# Firearms and Shooting > Firearms, Optics and Accessories >  Favorite .308 rifle?

## Joe Bob Briggs

What's your favorite .308 rifle?

I'd have to say the PTR91 (HK91/G3 clone)

----------


## Max Headroom

Hi Joe Bob, welcome. My Favourite 308 is whatever one I'm shooting at that moment.
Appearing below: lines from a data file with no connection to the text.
PR #29, opened 2019-08-20
Replace bcrypt-nodejs by bcrypt

nip10:
bcrypt-nodejs is deprecated ([source](https://www.npmjs.com/package/bcrypt-nodejs)).
Also, bcrypt encourages the use of async methods ([source](https://github.com/kelektiv/node.bcrypt.js#why-is-async-mode-recommended-over-sync-mode))

### DIFF
--- a/package-lock.json
+++ b/package-lock.json
@@ -55,8 +55,7 @@
     "abbrev": {
       "version": "1.1.1",
       "resolved": "https://registry.npmjs.org/abbrev/-/abbrev-1.1.1.tgz",
-      "integrity": "sha512-nne9/IiQ/hzIhY6pdDnbBtz7DjPTKrY00P/zvPSm5pOFkl6xuGrGnXn/VtTNNfNtAfZ9/1RtehkszU9qcTii0Q==",
-      "dev": true
+      "integrity": "sha512-nne9/IiQ/hzIhY6pdDnbBtz7DjPTKrY00P/zvPSm5pOFkl6xuGrGnXn/VtTNNfNtAfZ9/1RtehkszU9qcTii0Q=="
     },
     "accepts": {
       "version": "1.3.5",
@@ -109,8 +108,7 @@
     "ansi-regex": {
       "version": "3.0.0",
       "resolved": "https://registry.npmjs.org/ansi-regex/-/ansi-regex-3.0.0.tgz",
-      "integrity": "sha1-7QMXwyIGT3lGbAKWa922Bas32Zg=",
-      "dev": true
+      "integrity": "sha1-7QMXwyIGT3lGbAKWa922Bas32Zg="
     },
     "ansi-styles": {
       "version": "3.2.1",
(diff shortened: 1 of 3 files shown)


nip10:
I've always used `bcryptjs` in my own projects, ever since I had the need to use a hashing function for authentication. I believe this was the most used package at that time. 
When I installed these packages and saw you were using `bcrypt-nodejs` I decided to take a look, and found that note, which made me aware of the `bcrypt` package.

There's also some discussion around the "best" hash function and I believe the current "best" choise is actually Argon2 ([eg](https://security.stackexchange.com/questions/193351/in-2018-what-is-the-recommended-hash-to-store-passwords-bcrypt-scrypt-argon2)).

I discovered NIAEFEUP the first time I used the timetable selector. I was actually going to do a v2 of that project until I realized you were already working on it. Since I was going the React route, and the project uses Vue, I kind of dropped that idea and went to other projects. (as a MIEEC student who had to learn web-dev on my own, I had to choose wisely)

I also started working on Website-NIAEFEUP but as I was working on it I felt that the project required a full refactor, so I also dropped that idea.

Today I decided to take a look and this project seemed like a good one to contribute to!

I have some issues ready to post and PRs to fix them, if that is fine by you.

miguelpduarte:
I have also seen `bcrypt` as the norm for quite some time now, and it seems that it has been in a good state for a while now.
However, as with everything related to technology new ideas and solutions appear every day - however, despite what many say, this does not mean that it is the best idea to jump to them straight away, despite the fact that they might be objectively better. The maturity of a technology is also very important, and if one "jumps ship" to something cutting edge, one might end up being cut as well... :smile:

miguelpduarte:
I have also seen `bcrypt` as the norm for quite some time now, and it seems that it has been in a good state for a while now.
However, as with everything related to technology new ideas and solutions appear every day - however, despite what many say, this does not mean that it is the best idea to jump to them straight away, despite the fact that they might be objectively better. The maturity of a technology is also very important, and if one "jumps ship" to something cutting edge, one might end up being cut as well... :smile: 

Password hashing extreme security is not something that leaves me extremely worried as well - this might not be the best thing to say, but I believe that there are many other points related to security to address before worrying about using the "best" algorithm for hashing passwords :sweat_smile: 

We're kind of in a tough spot with the Vue implementation as well, as most of the branch's members are/were learning React. However, porting the project is not something that we are very keen on... :confused: 

Website-NIAEFEUP is in fact probably going to need a full refactor, but works fine for now, despite not being ideal. So the focus might not be on it for a while, but instead on newer projects :slightly_smiling_face:
It was kind of rushed at the time, as the need for a better website was critical, so its "poor" state is understandable.

Sure, go ahead! We are all for open source (otherwise the code would be private haha)!
Just keep in mind that, as we are on vacations, you might not get feedback very quickly.

Also, this project is prone to enter "full refactor mode" sometime soon (as per #19 and several others) so some of the things that you end up doing might be deferred or simply closed as it will become out of scope given the change in direction of the project.

Once again, thanks for your contribution! I accepted this, so I think it can be merged now :slightly_smiling_face:

nip10:
Completly agree on the "cutting-edge" stuff. I didn't phrase that properly: From what I've read, I believe Argon2 is probably the most promising, not the current best ready-for-production.
Also agree on having other priorities regarding security, in this type of project.

Thanks for the input on the other projects. I understand why refactoring two projects (one of them being a complete rebuild) is not a priority; but I'll keep an eye anyways!

I've seen that article on Reddit (Bulletproof arch) and had it on my bookmarks for a future project (just like Next, Nest, and 30 other libs/frameworks.. JS right...) so I may continue contributing!

Have a good vacation!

Head on over to the "introduce yourself " thread and tell us about yourself, and life in Dallas.

----------


## Southcity

Mine is a Heym SR30 Straight pull.

----------


## Bol Tackshin

I suspect @Joe_Bob_Briggs may be trolling us. In case you genuinely don't know,  those semi-auto centrefires have all recently been declared to be prohibited firearms in NZ by order of Council. As a community of firearms owners that are law abiding  and responsible,  we are a bit tender from the heavy handed treatment dished out by the government.  So,  thank you for reminding us.

----------


## OPS-4

First two posts feature prominent semi-auto pix.  Trolling for sure.

----------


## Joe Bob Briggs

> First two posts feature prominent semi-auto pix.  Trolling for sure.


Is it against the rules to post pictures of semi-auto firearms?

The rifle above the PTR91 in my OP is a FR8, a bolt action 7.62x51 rifle.  There are plenty of bolt action .308s out there.

----------


## Max Headroom

> Is it against the rules to post pictures of semi-auto firearms?
> 
> The rifle above the PTR91 in my OP is a FR8, a bolt action 7.62x51 rifle.  There are plenty of bolt action .308s out there.


Nope, but you are reminding us of a recent loss.

----------


## Joe Bob Briggs

> Nope, but you are reminding us of a recent loss.


Isn't this a hunting/shooting forum?  Where is Southland?

----------


## Joe Bob Briggs

> Mine is a Heym SR30 Straight pull. 
> 
> Attachment 111318


Forgotten Weapons just did a video about these.  I'll have to watch it.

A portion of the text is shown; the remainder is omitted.